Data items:
----------------

PR #2034, opened 2026-09-02
refactor(cli): decouple reconcile from server

### LINKED ISSUE #1953: refactor(cli): harness-cli links the entire server stack (fat binary)
## Problem

`crates/harness-cli/Cargo.toml` depends on all 12 workspace crates, including `harness-server` (and transitively `db-postgres` on core, the OTel stack, sqlx, etc.). `commands/serve.rs` is a thin wrapper into `harness_server`.

Consequences:

- Every CLI invocation (`harness gc`, `harness rule`, `harness skill`, `harness plan`) compiles and links the full HTTP/workflow/Postgres/OTel stack.
- CLI and server cannot be versioned, shipped, or hardened independently.
- CLI build times and binary size track the largest crate in the workspace (harness-server, ~134k LOC).

## Suggested direction

- Split `serve` into its own binary (or feature-gate the server dependency) so the day-to-day CLI paths only need core/protocol/workflow-client surface.
- Longer term, have CLI talk to a running server over HTTP/JSON-RPC via `harness-protocol` instead of linking server internals (relates to the intent of #1800).

Found during an architecture review of origin/main (9634e5a9).

majiayu000:
## Summary

- move the reconcile query and report wire contract into `harness-protocol`
- use protocol-enforced REST adapters in the server route
- compile and run the HTTP reconcile client without the `server` feature, leaving `serve` as the only in-process server command

## Validation

- `cargo check -p harness-cli --no-default-features --all-targets`
- `cargo test -p harness-server reconciliation_payload`
- `cargo check --workspace --all-targets`
- network-independent reconcile CLI tests passed individually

----------------

Make a verbatim copy of each record.

EXERCISE OUTPUT:
PR #2034, opened 2026-09-02
refactor(cli): decouple reconcile from server

### LINKED ISSUE #1953: refactor(cli): harness-cli links the entire server stack (fat binary)
## Problem

`crates/harness-cli/Cargo.toml` depends on all 12 workspace crates, including `harness-server` (and transitively `db-postgres` on core, the OTel stack, sqlx, etc.). `commands/serve.rs` is a thin wrapper into `harness_server`.

Consequences:

- Every CLI invocation (`harness gc`, `harness rule`, `harness skill`, `harness plan`) compiles and links the full HTTP/workflow/Postgres/OTel stack.
- CLI and server cannot be versioned, shipped, or hardened independently.
- CLI build times and binary size track the largest crate in the workspace (harness-server, ~134k LOC).

## Suggested direction

- Split `serve` into its own binary (or feature-gate the server dependency) so the day-to-day CLI paths only need core/protocol/workflow-client surface.
- Longer term, have CLI talk to a running server over HTTP/JSON-RPC via `harness-protocol` instead of linking server internals (relates to the intent of #1800).

Found during an architecture review of origin/main (9634e5a9).

majiayu000:
## Summary

- move the reconcile query and report wire contract into `harness-protocol`
- use protocol-enforced REST adapters in the server route
- compile and run the HTTP reconcile client without the `server` feature, leaving `serve` as the only in-process server command

## Validation

- `cargo check -p harness-cli --no-default-features --all-targets`
- `cargo test -p harness-server reconciliation_payload`
- `cargo check --workspace --all-targets`
- network-independent reconcile CLI tests passed individually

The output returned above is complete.